Polishing off the Booker Prize Shortlist

This is the second year in a row that I’ve managed to read the whole of the Man Booker Prize shortlist before the announcement of the winner. (In 2013 and 2014 I only got through four of the six titles.) Here’s my take on the final two from the shortlist (see my quick impressions of the others here and here), plus one from the longlist. I finish with thoughts about my favorites and the likely winner.


All That Man Is by David Szalay

all-that-manIn a riff on the Ages of Man, Szalay gives nine vignettes of men trying to figure out what life is all about. His antiheroes range from age 17 to 73. Each section has several chapters and follows a similar pattern: a man from one European country travels to another European country; there are lots of scenes set at airports or otherwise in transit, and part of the overall atmosphere of dislocation is simply the effort of having to adjust to foreignness. These trips are made for various reasons: feckless French twentysomething Bérnard has been fired by his uncle so goes ahead with a vacation to Cyprus; tabloid journalist Kristian flies from Denmark to Spain to confirm rumors of a government minister’s involvement in a scandal; recently impoverished oligarch Aleksandr takes his yacht for a farewell Adriatic cruise.

Predictably, sex is a major theme: reluctant hook-ups, fantasy lovers, affairs regretted, wild oats never sown. At times I was ready to fill in the title phrase in my best Cockney accent with “All That Man Is…is a bloody wanker.” As individual stories, there’s nothing particularly wrong with these. Inevitably, though, some are more interesting than others, and they don’t quite succeed in feeding into an overarching message, unless to confirm a mood of hedonism and angst. Life is short and pointless; enjoy its moments while you can, eh? Overall, I didn’t find this to be the philosophical and elegiac experience I expected. The prose is great, though; I’d certainly read a more straightforward novel by Szalay.

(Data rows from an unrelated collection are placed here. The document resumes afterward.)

Issue #2237, opened 2023-11-19
Capability can't find correct enrich method


JamieYoungYang:
**test-code:**
public class CapabilityInvokeTest {

static class TestCapability implements Capability {
        public Father enrich(Father father) {
            father.balance = 10;
            return father;
        }
        public Son enrich(Son son) {
            son.balance = 5;
            return son;
        }
    }

    static class Father {
        int balance;
    }

    static class Son extends Father {
    }

    public static void main(String[] args) {
        Son son = new Son();
        Father father = new Father();
        // enrich Son
        Capability.invoke(son, new TestCapability(), Son.class);
        System.out.println(son.balance); // 10
        // enrich Father
        Capability.invoke(father, new TestCapability(), Father.class);
        System.out.println(father.balance); // 10
    }
}

**reason:**Capability.invoke method
Arrays.stream(capability.getClass().getMethods())
        .filter(method -> method.getName().equals("enrich"))
        .filter(method -> method.getReturnType().isAssignableFrom(capabilityToEnrich))
        .findFirst()

**problem:**
`.filter(method -> method.getReturnType().isAssignableFrom(capabilityToEnrich)).findFirst()`

Father.class.isAssignableFrom(Son.class)
Son.class.isAssignableFrom(Son.class)
**both return true**,so findFirst allways return the first method For Father.enrich

There seem to be two ways to solve this problem
**first:** adjust the order in which methods are defined,defind the Son.enrich before the Father.enrich
**second**: `.filter(method -> method.getReturnType() == capabilityToEnrich)`

velo:
Hrmmm, ok, how are you finding this issue with feign classes?

JamieYoungYang:
When I was learning the source code of feign, I accidentally found it, I think it seems to be a bug, so I went to verify my idea

JamieYoungYang:
> Hrmmm, ok, how are you finding this issue with feign classes?

When I was learning the source code of feign, I accidentally found it, I think it seems to be a bug, so I went to verify my idea

JamieYoungYang:
> Hrmmm, ok, how are you finding this issue with feign classes?

May I ask if I can submit merge in the second way to fix this problem, which will give me a great incentive for the future programming road, thank you

velo:
Sure, a pull request is welcome.

JamieYoungYang:
> Sure, a pull request is welcome.

ok, my pleasure

JamieYoungYang:
[...]

PR #2239, opened 2023-11-20
Fix bug in Capability invoke

JamieYoungYang:
to fix the bug, capability can't enrich the correct method
issue:https://github.com/OpenFeign/feign/issues/2237

### DIFF
--- a/core/src/main/java/feign/Capability.java
+++ b/core/src/main/java/feign/Capability.java
@@ -57,7 +57,7 @@ public interface Capability {
   static Object invoke(Object target, Capability capability, Class<?> capabilityToEnrich) {
     return Arrays.stream(capability.getClass().getMethods())
         .filter(method -> method.getName().equals("enrich"))
-        .filter(method -> method.getReturnType().isAssignableFrom(capabilityToEnrich))
+        .filter(method -> method.getReturnType() == capabilityToEnrich)
         .findFirst()
         .map(method -> {
           try {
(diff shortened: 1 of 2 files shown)


velo (changes requested):
Can we get a unit test please?

JamieYoungYang:
> Can we get a unit test please?

Oh yes, of course

core/src/main/java/feign/Capability.java
```diff
@@ -57,7 +57,7 @@ static Object enrich(Object componentToEnrich,
   static Object invoke(Object target, Capability capability, Class<?> capabilityToEnrich) {
     return Arrays.stream(capability.getClass().getMethods())
         .filter(method -> method.getName().equals("enrich"))
-        .filter(method -> method.getReturnType().isAssignableFrom(capabilityToEnrich))
+        .filter(method -> method.getReturnType() == capabilityToEnrich)
```
velo, line 60: I don't think this will work for Feign, all enrichers are based on interfaces....

I even wonder how this didn't broke any unit test.

JamieYoungYang: > I don't think this will work for Feign, all enrichers are based on interfaces....
> 
> I even wonder how this didn't broke any unit test.

I think you're right, if you look at the feign application as a whole, this rarely happens, since I'm thinking about the logic of this place in terms of this method, thank you, I'll close this pull request,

Favorite lines: “How little we understand about life as it is actually happening. The moments fly past, like trackside pylons seen from a train window.”

My rating: 3-star-rating


Do Not Say We Have Nothing by Madeleine Thien

do-not-say“Music and stories, even in times like these, were a refuge, a passport, everywhere.” A sweeping epic of life in China in the turbulent 1960s–80s, this is the Canadian novelist’s fourth book. Narrated from the present day by Marie (or Ma-Li), who lives in Vancouver with her mother, the novel plunges into layers of flashbacks about her family’s connection to Ai-Ming and her musician father, Sparrow. With loyalty to the Communist Party (the title is a line from its anthem) considered the gold standard of behavior and Western music widely denounced as revolutionary, these characters are in a bind: will they pursue their identity as artists, or keep their heads down to avoid trouble? This theme reminded me of Julian Barnes’s fictionalized biography of the Russian composer Shostakovich, The Noise of Time, which also asks whether music can withstand political oppression.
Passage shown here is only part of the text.